Certain limitations of our study should be acknowledged. The single-center retrospective study design limited the clinical practicality of the nomogram and qualitative assessment of pancreatic condition (EIMs or complication). Further multicenter prospective external validation is required to avoid selection bias, verify the generalizability of the nomogram, and clarify the causes of pancreatic manifestations in patients. However, it is worth noting that this study aims to explore the relationship between pancreatic manifestations and IFX efficacy and does not limit pancreatic manifestations to EIMs or complications or other factors. Of course, further clarification of the causes of pancreatic conditions is beneficial to conduct in-depth research and refine conclusions. In addition, owing to the finite sample size, our conclusions may not be sufficiently convincing and require further optimization and verification in larger cohorts. Meanwhile, a larger queue is conducive to further explore the correlation between pancreatic clinical features and IFX responsiveness. In view of this, a post hoc analysis of sample size is performed, which finds that although the current sample size does not fully meet the criteria proposed by Riley et al. (n = 289; events per predictor parameter [EPP]: 14.45) [54], the EPP of the current model reaches 12.512. Furthermore, instability plot based on bootstrap model (b = 500 times) demonstrates that the existing model is relatively stable (mean absolute percentage error: 0.0585) [55, 56]. Additionally, the definition of the outcome in this study is not sufficiently objective. It is well established that endoscopic healing is regarded as the gold standard in clinical practice [57]. However, most individuals do not routinely undergo endoscopy at 54 weeks of IFX treatment. Thus, studies evaluating treatment outcomes through endoscopy should be conducted in the future.
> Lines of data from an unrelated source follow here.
PR #92, opened 2018-08-02
Highlight Menu items when clicked

nicolae-stroncea:


johan-bjareholt:
Both me and @erikbjare are on vacation, will take a look when I have the time (hopefully on monday or tuesday)

src/App.vue
```diff
@@ -82,16 +82,24 @@ import 'vue-awesome/icons/search';
...
   data: function() {
     return {
       activity_hosts: [],
       connected: false,
+      current:"",
       info: {}
     }
   },
+  computed: {
+      isQueryPath: function(thepath) { return this.$route.path=="/query" },
```
johan-bjareholt: Order them in the same order as they are in the bar

src/App.vue
```diff
@@ -17,10 +17,10 @@ div#wrapper
   div.container.aw-container
     // TODO: Refactor into Mainmenu component
     b-nav.row.aw-navbar
-      b-nav-item(to="/")
+      b-nav-item(to="/" exact v-on:click="current='home'" :class="{ inCategory: current=='home' || isHomePath}"  )
         icon(name="home")
         | Home
-      b-nav-item(v-if="activity_hosts.length === 1", v-for="host in activity_hosts", :key="host", :to="'/activity/' + host")
+      b-nav-item(v-if="activity_hosts.length === 1", v-for="host in activity_hosts", :key="host", :to="'/activity/' + host" v-on:click="current='activity'" :class="{ inCategory: current=='activity' || isActivityPath}")
```
johan-bjareholt: This `v-on:clock="current='x'"` seems like it would be buggy to me.
What if you for example follow a link directly to activity without actually pressing the "Activity" button?
Why doesn't "isActivityPath" suffice?

nicolae-stroncea: "isActivityPath" does suffice. I posted the new commits for the updated version

ErikBjare:
@nicolae-stroncea Thanks for the contributions, I will merged your changes (with some modifications) in #100.

PR #100, opened 2018-08-26
Highlight menu items when clicked

ErikBjare:
Based on https://github.com/ActivityWatch/aw-webui/pull/92

Modifications:

 - Simplified menu highlight logic (see https://github.com/ActivityWatch/aw-webui/pull/100/commits/6e992122c3f6b8bf87f34511cbc3b08c172c5a7c)
    - Note how the class `active` is already automatically set). 
 - Reverted the "show only 5, show 5 less, show 5 more" buttons (I just don't like the look of it)

### DIFF
--- a/src/App.vue
+++ b/src/App.vue
@@ -1,4 +1,4 @@
-﻿<template lang="pug">
+<template lang="pug">
 div#wrapper
   div.header
     div.container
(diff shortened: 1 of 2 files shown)


nicolae-stroncea:
What if other icons are used rather than the ones in this PR?

A "show less" button is useful because sometimes I may want to go back and only see the top 5, or I find that the new data isn't that useful. Additionally, what currently ends up happening is if I switch to another day, I see the same amount of titles as I've selected to view on the previous day(i.e if i wanted to see top 30 items in top applications, i now have to view the same amount in all other days, as the counter doesn't reset[though this may be intended]). A "show 5" and "show by 5 less" solves those issues.

ErikBjare:
@nicolae-strongcea For now, the solution will be to simply reload the page. I don't want text-less buttons, and having 2 or more buttons with text is a bit much.

PR #106, opened 2018-08-29
Basic input component for time intervals

ErikBjare:
# TODO

 - [x] Make component return a moment-tuple `(start, end)` instead of a number of seconds.
 - [x] Rename component to input-timeinterval
 - [x] Style it properly


ErikBjare:
It's not that pretty, but it works really well.

PR #226, opened 2025-12-28
Add indexing support for `ciw` and `otw`

aaronfay:
Adds in the appropriate special processing files to handle `ciw`, `otwr` and `otwc`.


amplify/backend/function/indexRegionData/src/lib/special-processing-ciw.js
```diff
@@ -0,0 +1,165 @@
...
+    }
+  }
+
+  // Split the analysis string by '+'
+  const parts = analysis.split('+')
+  
+  // Find the lemma - first part that doesn't start with a special prefix
+  let lemma = null
+  let lemmaIndex = -1
+  const prefixes = ['PVDir/', 'PVTense/', 'PVLex/', 'PVSub/', 'PVRel/', 'ChCnj', 'PNLex/']
```
danielfay, line 76: Interesting, I notice that this list is different for each of the 3 files. How did you go about generating it?

amplify/backend/function/indexRegionData/src/lib/special-processing-crk.test.js
danielfay, line 1: I originally had thought that maybe this was a mistake and you had meant to move this into the `test` folder, but looking at the files in there one already exists. Good clean up!

danielfay (approved):
Looks good! Just a question so that I understand you process when we add more languages.

amplify/backend/function/indexRegionData/src/lib/special-processing-ciw.js
aaronfay: Dumped a huge number of examples into Claude and said "make tests for these" 🤷🏻

aaronfay: From here specifically: https://github.com/ELF-Lab/OjibweMorph/tree/main/scripts/test_data

I _assume_ when folks are building out FSTs they generally have a bunch of tests to make sure stuff is coming out as expected, so that'll probably be the best place to run to moving forward to get good sample data for the "tag" variations an FST might need to handle.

In conclusions, this study has provided evidence that the clinical variables and pancreatic radiomics features extracted from CTE images can be utilized as non-invasive markers for SLR risk prediction in individuals with CD. The nomogram demonstrated impressive predictive ability with great discriminatory power and obvious clinical benefits. Thus, it could aid in selecting the most appropriate biological scheme for individual patients. Finally, we also indicated that coexisting conditions in CD patients might play a role in predicting responsiveness to biologic agents and ought to be taken into consideration when customizing treatment.